**Task directions**
Take the listing and print it in full, exactly as given.

──────── Available data ────────

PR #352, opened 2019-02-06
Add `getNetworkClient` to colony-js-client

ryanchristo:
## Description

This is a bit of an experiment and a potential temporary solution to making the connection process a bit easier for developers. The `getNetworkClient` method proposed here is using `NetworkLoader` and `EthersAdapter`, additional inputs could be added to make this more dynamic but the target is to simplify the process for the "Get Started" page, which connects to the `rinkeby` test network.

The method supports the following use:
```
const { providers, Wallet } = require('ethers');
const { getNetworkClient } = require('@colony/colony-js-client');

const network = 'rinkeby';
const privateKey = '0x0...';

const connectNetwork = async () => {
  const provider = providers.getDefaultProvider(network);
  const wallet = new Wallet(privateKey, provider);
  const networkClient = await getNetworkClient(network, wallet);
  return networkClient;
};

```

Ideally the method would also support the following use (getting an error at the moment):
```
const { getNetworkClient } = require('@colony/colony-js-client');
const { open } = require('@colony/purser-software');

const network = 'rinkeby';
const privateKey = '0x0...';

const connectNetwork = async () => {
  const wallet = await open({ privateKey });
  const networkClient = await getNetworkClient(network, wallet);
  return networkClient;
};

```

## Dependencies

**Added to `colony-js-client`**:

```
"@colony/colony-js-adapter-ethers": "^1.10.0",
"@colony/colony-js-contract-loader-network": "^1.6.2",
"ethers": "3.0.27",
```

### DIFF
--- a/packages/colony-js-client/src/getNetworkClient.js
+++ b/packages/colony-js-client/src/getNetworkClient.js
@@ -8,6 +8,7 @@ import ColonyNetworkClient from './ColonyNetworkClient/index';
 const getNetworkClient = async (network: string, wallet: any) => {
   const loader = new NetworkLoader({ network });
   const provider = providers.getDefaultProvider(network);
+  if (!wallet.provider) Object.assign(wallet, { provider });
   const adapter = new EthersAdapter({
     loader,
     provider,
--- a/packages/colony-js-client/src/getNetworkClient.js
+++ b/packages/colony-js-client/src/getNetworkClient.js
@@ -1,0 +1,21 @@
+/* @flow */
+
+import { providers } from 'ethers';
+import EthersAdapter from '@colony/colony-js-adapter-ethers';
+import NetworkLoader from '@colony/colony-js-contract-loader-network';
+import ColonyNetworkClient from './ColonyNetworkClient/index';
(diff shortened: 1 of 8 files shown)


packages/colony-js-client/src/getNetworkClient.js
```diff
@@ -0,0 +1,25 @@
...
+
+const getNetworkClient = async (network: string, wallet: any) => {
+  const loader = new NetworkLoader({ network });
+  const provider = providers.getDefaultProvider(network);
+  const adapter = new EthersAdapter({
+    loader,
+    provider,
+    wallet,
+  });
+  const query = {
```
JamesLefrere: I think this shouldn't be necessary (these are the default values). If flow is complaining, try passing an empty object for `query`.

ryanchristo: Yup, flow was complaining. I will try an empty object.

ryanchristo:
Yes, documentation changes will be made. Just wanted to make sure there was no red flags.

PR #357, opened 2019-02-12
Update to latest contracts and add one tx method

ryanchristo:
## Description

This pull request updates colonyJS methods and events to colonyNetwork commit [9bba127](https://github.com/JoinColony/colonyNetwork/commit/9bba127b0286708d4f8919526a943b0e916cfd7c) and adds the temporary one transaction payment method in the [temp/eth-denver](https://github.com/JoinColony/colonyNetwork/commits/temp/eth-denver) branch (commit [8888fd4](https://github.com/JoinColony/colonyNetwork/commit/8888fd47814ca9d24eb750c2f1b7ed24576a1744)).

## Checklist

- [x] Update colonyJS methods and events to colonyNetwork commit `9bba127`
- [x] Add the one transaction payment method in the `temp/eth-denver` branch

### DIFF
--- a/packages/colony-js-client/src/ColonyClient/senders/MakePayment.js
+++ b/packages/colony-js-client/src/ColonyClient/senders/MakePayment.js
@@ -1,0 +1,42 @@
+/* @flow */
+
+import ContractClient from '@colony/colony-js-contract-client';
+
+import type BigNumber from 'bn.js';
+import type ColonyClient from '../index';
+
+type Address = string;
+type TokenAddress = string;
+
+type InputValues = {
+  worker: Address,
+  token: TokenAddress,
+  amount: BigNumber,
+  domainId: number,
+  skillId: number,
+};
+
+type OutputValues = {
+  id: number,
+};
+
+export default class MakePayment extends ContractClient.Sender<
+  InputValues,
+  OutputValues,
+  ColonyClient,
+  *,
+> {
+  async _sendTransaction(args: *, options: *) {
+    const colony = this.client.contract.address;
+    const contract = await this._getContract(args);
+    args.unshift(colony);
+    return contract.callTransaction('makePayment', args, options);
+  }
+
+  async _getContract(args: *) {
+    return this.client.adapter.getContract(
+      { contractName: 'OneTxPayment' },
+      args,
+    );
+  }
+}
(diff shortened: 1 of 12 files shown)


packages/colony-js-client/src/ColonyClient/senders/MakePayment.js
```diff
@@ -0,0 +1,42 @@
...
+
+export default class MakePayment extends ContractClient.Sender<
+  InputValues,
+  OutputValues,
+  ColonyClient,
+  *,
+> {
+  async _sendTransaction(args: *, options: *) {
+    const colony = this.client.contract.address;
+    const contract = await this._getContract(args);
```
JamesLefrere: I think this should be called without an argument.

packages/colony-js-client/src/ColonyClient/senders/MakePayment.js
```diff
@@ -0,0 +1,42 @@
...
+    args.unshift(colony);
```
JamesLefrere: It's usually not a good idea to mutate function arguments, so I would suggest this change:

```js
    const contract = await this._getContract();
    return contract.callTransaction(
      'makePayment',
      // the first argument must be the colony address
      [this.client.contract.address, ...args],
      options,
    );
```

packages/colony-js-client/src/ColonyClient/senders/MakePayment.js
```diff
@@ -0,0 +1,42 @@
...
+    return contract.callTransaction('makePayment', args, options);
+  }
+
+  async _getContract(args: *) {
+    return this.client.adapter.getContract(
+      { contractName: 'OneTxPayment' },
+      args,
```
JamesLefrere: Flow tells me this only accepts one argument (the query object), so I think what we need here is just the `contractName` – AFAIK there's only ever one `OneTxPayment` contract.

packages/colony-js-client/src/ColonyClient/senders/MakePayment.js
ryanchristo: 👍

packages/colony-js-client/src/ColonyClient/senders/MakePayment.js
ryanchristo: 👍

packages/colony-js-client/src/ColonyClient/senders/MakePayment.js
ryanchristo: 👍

────────

**Solved exercise**
PR #352, opened 2019-02-06
Add `getNetworkClient` to colony-js-client

ryanchristo:
## Description

This is a bit of an experiment and a potential temporary solution to making the connection process a bit easier for developers. The `getNetworkClient` method proposed here is using `NetworkLoader` and `EthersAdapter`, additional inputs could be added to make this more dynamic but the target is to simplify the process for the "Get Started" page, which connects to the `rinkeby` test network.

The method supports the following use:
```
const { providers, Wallet } = require('ethers');
const { getNetworkClient } = require('@colony/colony-js-client');

const network = 'rinkeby';
const privateKey = '0x0...';

const connectNetwork = async () => {
  const provider = providers.getDefaultProvider(network);
  const wallet = new Wallet(privateKey, provider);
  const networkClient = await getNetworkClient(network, wallet);
  return networkClient;
};

```

Ideally the method would also support the following use (getting an error at the moment):
```
const { getNetworkClient } = require('@colony/colony-js-client');
const { open } = require('@colony/purser-software');

const network = 'rinkeby';
const privateKey = '0x0...';

const connectNetwork = async () => {
  const wallet = await open({ privateKey });
  const networkClient = await getNetworkClient(network, wallet);
  return networkClient;
};

```

## Dependencies

**Added to `colony-js-client`**:

```
"@colony/colony-js-adapter-ethers": "^1.10.0",
"@colony/colony-js-contract-loader-network": "^1.6.2",
"ethers": "3.0.27",
```

### DIFF
--- a/packages/colony-js-client/src/getNetworkClient.js
+++ b/packages/colony-js-client/src/getNetworkClient.js
@@ -8,6 +8,7 @@ import ColonyNetworkClient from './ColonyNetworkClient/index';
 const getNetworkClient = async (network: string, wallet: any) => {
   const loader = new NetworkLoader({ network });
   const provider = providers.getDefaultProvider(network);
+  if (!wallet.provider) Object.assign(wallet, { provider });
   const adapter = new EthersAdapter({
     loader,
     provider,
--- a/packages/colony-js-client/src/getNetworkClient.js
+++ b/packages/colony-js-client/src/getNetworkClient.js
@@ -1,0 +1,21 @@
+/* @flow */
+
+import { providers } from 'ethers';
+import EthersAdapter from '@colony/colony-js-adapter-ethers';
+import NetworkLoader from '@colony/colony-js-contract-loader-network';
+import ColonyNetworkClient from './ColonyNetworkClient/index';
(diff shortened: 1 of 8 files shown)


packages/colony-js-client/src/getNetworkClient.js
```diff
@@ -0,0 +1,25 @@
...
+
+const getNetworkClient = async (network: string, wallet: any) => {
+  const loader = new NetworkLoader({ network });
+  const provider = providers.getDefaultProvider(network);
+  const adapter = new EthersAdapter({
+    loader,
+    provider,
+    wallet,
+  });
+  const query = {
```
JamesLefrere: I think this shouldn't be necessary (these are the default values). If flow is complaining, try passing an empty object for `query`.

ryanchristo: Yup, flow was complaining. I will try an empty object.

ryanchristo:
Yes, documentation changes will be made. Just wanted to make sure there was no red flags.

PR #357, opened 2019-02-12
Update to latest contracts and add one tx method

ryanchristo:
## Description

This pull request updates colonyJS methods and events to colonyNetwork commit [9bba127](https://github.com/JoinColony/colonyNetwork/commit/9bba127b0286708d4f8919526a943b0e916cfd7c) and adds the temporary one transaction payment method in the [temp/eth-denver](https://github.com/JoinColony/colonyNetwork/commits/temp/eth-denver) branch (commit [8888fd4](https://github.com/JoinColony/colonyNetwork/commit/8888fd47814ca9d24eb750c2f1b7ed24576a1744)).

## Checklist

- [x] Update colonyJS methods and events to colonyNetwork commit `9bba127`
- [x] Add the one transaction payment method in the `temp/eth-denver` branch

### DIFF
--- a/packages/colony-js-client/src/ColonyClient/senders/MakePayment.js
+++ b/packages/colony-js-client/src/ColonyClient/senders/MakePayment.js
@@ -1,0 +1,42 @@
+/* @flow */
+
+import ContractClient from '@colony/colony-js-contract-client';
+
+import type BigNumber from 'bn.js';
+import type ColonyClient from '../index';
+
+type Address = string;
+type TokenAddress = string;
+
+type InputValues = {
+  worker: Address,
+  token: TokenAddress,
+  amount: BigNumber,
+  domainId: number,
+  skillId: number,
+};
+
+type OutputValues = {
+  id: number,
+};
+
+export default class MakePayment extends ContractClient.Sender<
+  InputValues,
+  OutputValues,
+  ColonyClient,
+  *,
+> {
+  async _sendTransaction(args: *, options: *) {
+    const colony = this.client.contract.address;
+    const contract = await this._getContract(args);
+    args.unshift(colony);
+    return contract.callTransaction('makePayment', args, options);
+  }
+
+  async _getContract(args: *) {
+    return this.client.adapter.getContract(
+      { contractName: 'OneTxPayment' },
+      args,
+    );
+  }
+}
(diff shortened: 1 of 12 files shown)


packages/colony-js-client/src/ColonyClient/senders/MakePayment.js
```diff
@@ -0,0 +1,42 @@
...
+
+export default class MakePayment extends ContractClient.Sender<
+  InputValues,
+  OutputValues,
+  ColonyClient,
+  *,
+> {
+  async _sendTransaction(args: *, options: *) {
+    const colony = this.client.contract.address;
+    const contract = await this._getContract(args);
```
JamesLefrere: I think this should be called without an argument.

packages/colony-js-client/src/ColonyClient/senders/MakePayment.js
```diff
@@ -0,0 +1,42 @@
...
+    args.unshift(colony);
```
JamesLefrere: It's usually not a good idea to mutate function arguments, so I would suggest this change:

```js
    const contract = await this._getContract();
    return contract.callTransaction(
      'makePayment',
      // the first argument must be the colony address
      [this.client.contract.address, ...args],
      options,
    );
```

packages/colony-js-client/src/ColonyClient/senders/MakePayment.js
```diff
@@ -0,0 +1,42 @@
...
+    return contract.callTransaction('makePayment', args, options);
+  }
+
+  async _getContract(args: *) {
+    return this.client.adapter.getContract(
+      { contractName: 'OneTxPayment' },
+      args,
```
JamesLefrere: Flow tells me this only accepts one argument (the query object), so I think what we need here is just the `contractName` – AFAIK there's only ever one `OneTxPayment` contract.

packages/colony-js-client/src/ColonyClient/senders/MakePayment.js
ryanchristo: 👍

packages/colony-js-client/src/ColonyClient/senders/MakePayment.js
ryanchristo: 👍

packages/colony-js-client/src/ColonyClient/senders/MakePayment.js
ryanchristo: 👍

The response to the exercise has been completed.